I'm running a 4 bit quant of 35BA3B and its so much fun to watch it work. What you said about frontier LLMs being way too entusiastic about making changes you didnt ask for, till recently I was only using gemini to code with and despite saying "DO NOT MAKE ANY CHANGES, just talk to me first and discuss my proposed changes" gemini would still think "Hmmmm, this code could be changed" and breaks everything. I've NEVER seen Qwen do anything like this, qwen seems to adore the planning stages more than the actual making changes part, I've even seen it plan stuff out and then ask "Is it ok to make these changes?" despite me previously telling it to make the changes.

My mind is still blown that AliBaba released some mid range models that have made a considerable amount of people cancel their subs to frontier models and choose a local model instead which works virtually the same (or better in some ways!) than a paid model.

What a time to be alive right? *high fives OP*

[-]

dreamai87@reddit

Man I was going through your first paragraph I thought you might in the end say, people are spamming qwen Yes this model is really great. It’s surprising me every next day. When I feel this task would sure difficult for qwen to pull off but this model keeps nailing it. I still see sometimes it ignores requests but it’s either lazy promoting or poor typing from my end.

[-]

Far_Cat9782@reddit

Woth the right system prompts/harness it is really sota. 27b is my coder and 35b is my every day.

[-]

phein4242@reddit

DevSecNetOps engineer: Out of all local models I tried, the qwen 3.5/3.6 models by far produce the best quality code, even when using lower quants.

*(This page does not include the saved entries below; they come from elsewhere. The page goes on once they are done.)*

PR #2173, opened 2025-06-06
fix: Address regressions around group controls and onboarding

dljsjr:
# Type of Change

- [x] Bug fix

# Checklist

# Description of Change

This PR fixes two main issues:

1. There were downstream bugs that were hidden by a previous fix related to an unbounded queue growing; in fixing that, we surfaced another bug that was unintentionally relying on the buggy behavior.
2. There were a few bugs related to speaker groups that were left over from the original refactor, related to devices becoming joined or separated in specific ways, that were surfaced during regression testing of the other fix.

# Summary of Completed Tests

Tested on a real multi-speaker topology

### DIFF
--- a/drivers/SmartThings/sonos/src/utils.lua
+++ b/drivers/SmartThings/sonos/src/utils.lua
@@ -122,6 +122,29 @@ function utils.new_mac_address_keyed_table()
   return setmetatable({}, _mac_addr_key_mt)
 end
 
+---@param tbl table<string,any>
+---@param key string
+local function __case_insensitive_key_index(tbl, key)
+  assert(type(key) == "string", "key for CaseInsensitiveKeyTable must be a string!")
+  local lowercase = key:lower()
+  return rawget(tbl, lowercase)
+end
+
+local function __case_insensitive_key_newindex(tbl, key, value)
+  assert(type(key) == "string", "key for CaseInsensitiveKeyTable must be a string!")
+  rawset(tbl, key:lower(), value)
+end
+
+local _case_insensitive_key_mt = {
+  __index = __case_insensitive_key_index,
+  __newindex = __case_insensitive_key_newindex,
+  __metatable = "CaseInsensitiveKeyTable",
+}
+
+function utils.new_case_insensitive_table()
+  return setmetatable({}, _case_insensitive_key_mt)
+end
+
 ---@param sonos_device_info SonosDeviceInfo
 function utils.extract_mac_addr(sonos_device_info)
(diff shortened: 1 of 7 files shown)


drivers/SmartThings/sonos/src/utils.lua
```diff
@@ -122,6 +122,33 @@ function utils.new_mac_address_keyed_table()
...
+---@param tbl table<string,any>
+---@param key string
+local function __case_insensitive_key_index(tbl, key)
+  assert(type(key) == "string", "key for CaseInsensitiveKeyTable must be a string!")
+  local raw = rawget(tbl, key)
+  if raw ~= nil then
+    return raw
+  end
+  local lowercase = key:lower()
+  return rawget(tbl, lowercase)
```
varzac: Is there a reason to try the raw key first vs just always calling lower?

drivers/SmartThings/sonos/src/utils.lua
```diff
@@ -122,6 +122,33 @@ function utils.new_mac_address_keyed_table()
...
+
+local function __case_insensitive_key_newindex(tbl, key, value)
+  assert(type(key) == "string", "key for CaseInsensitiveKeyTable must be a string!")
+  rawset(tbl, key:lower(), value)
+end
+
+local _case_insensitive_key_mt = {
+  __index = __case_insensitive_key_index,
+  __newindex = __case_insensitive_key_newindex,
+  __metatable = "CaseInsensitiveKeyTable",
```
varzac, line 141: What does setting a metatable to a string do?

varzac (commented):
Couple minor comments but overall looks OK

NoahCornell (approved):

drivers/SmartThings/sonos/src/utils.lua
dljsjr: Setting `__metatable` to anything non-nil creates a "protected" metatable that can't be overridden/replaced by calling `setmetatable`, and it will return that value when `getmetatable` is used instead of the actual metatable itself. It doesn't change the *actual* metatable that Lua uses for resolving metamethods, it just changes how this metatable is exposed to users interacting with the base table.

So it's kinda like setting a `.class` name/value if you use a string.

drivers/SmartThings/sonos/src/utils.lua
dljsjr: Ah, good catch, and probably not. When I originally prototyped this as a solution I wasn't going to use a `__newindex` to normalize inserts until I realized that it could lead to key duping. I forgot to come back to this after I added a `__newindex`.

PR #2174, opened 2025-06-06
philips-hue: Refresh device on online sse update

NoahCornell:
Check all that apply

# Type of Change

- [ ] Bug fix

# Checklist

# Description of Change

Inject refresh command when we receive a zigbee connectivity update from the sse stream. Fixes an issue where device cards are grayed out after discovery when the device was offline and then went online.

# Summary of Completed Tests


drivers/SmartThings/philips-hue/src/handlers/attribute_emitters.lua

Running qwen3.6-32b q4 on a rtx a6000 w 48gb vram.

[-]

YourNightmar31@reddit

There is no 32b, either 35 or 27 lol. You should be using qwen 3.6 27B Q5 or Q6 if you have that amount of vram.

[-]

qwen_next_gguf_when@reddit

I'm not a dev. I use qwen to produce code that has flaws and spam the internet to taint AI crawlers' result.

[-]

thejacer@reddit (OP)

I'm just having a blast tinkering with little projects I've thought of over the years lol. I intend to let it work on my Home Assistant dashboard and automations and I'm gonna see if it can add llama.cpp to the Ollama integration.

[-]

notlongnot@reddit

Keep having a blast ✊

[-]

qwen_next_gguf_when@reddit

It ollama works , then don't bother. I use llamacpp because I have multiple GPU with different speed and I serve multiple models for different purpose.

[-]

thejacer@reddit (OP)

I have 2xMi50 running two instances of Qwen3.6 35b serving three discord chat bots and servicing my smart home, opencode and a desktop tool that I had Gemini build for me. I won't use Ollama for anything lol.

[-]

-dysangel-@reddit

Yes. Writing out tests can be very helpful. Also using "plan mode" helps a lot to get things right and build context on what likely needs edited before you even start. If you just set the agent doing something, it often starts editing things before it gets the wider picture.

[-]

putrasherni@reddit

good

[-]

kmouratidis@reddit

I've used everything from gpt-3.5-turbo onwards for coding, including the first small dedicated coder models (Star, Santa, ...), bunch of Llama3.1-70B & Qwen2.5-72B, Mistral Small 24B, Qwen3+, Claude Sonnet & Opus 3.5/3.7/4.0/4.5/4.6, GLM 4.5/4.7/5, and probably more. There hasn't been a model that I couldn't use effectively for code assistance since 2022. People are debating over trivial things with their overinflated expectations instead of actually doing useful stuff.

[-]

LegitimateCopy7@reddit

the real disclosure should be that you only used LLM to create small components, likely something that can be done within a couple hundreds lines of code, with countless working examples online that have been practically hard baked into the LLM.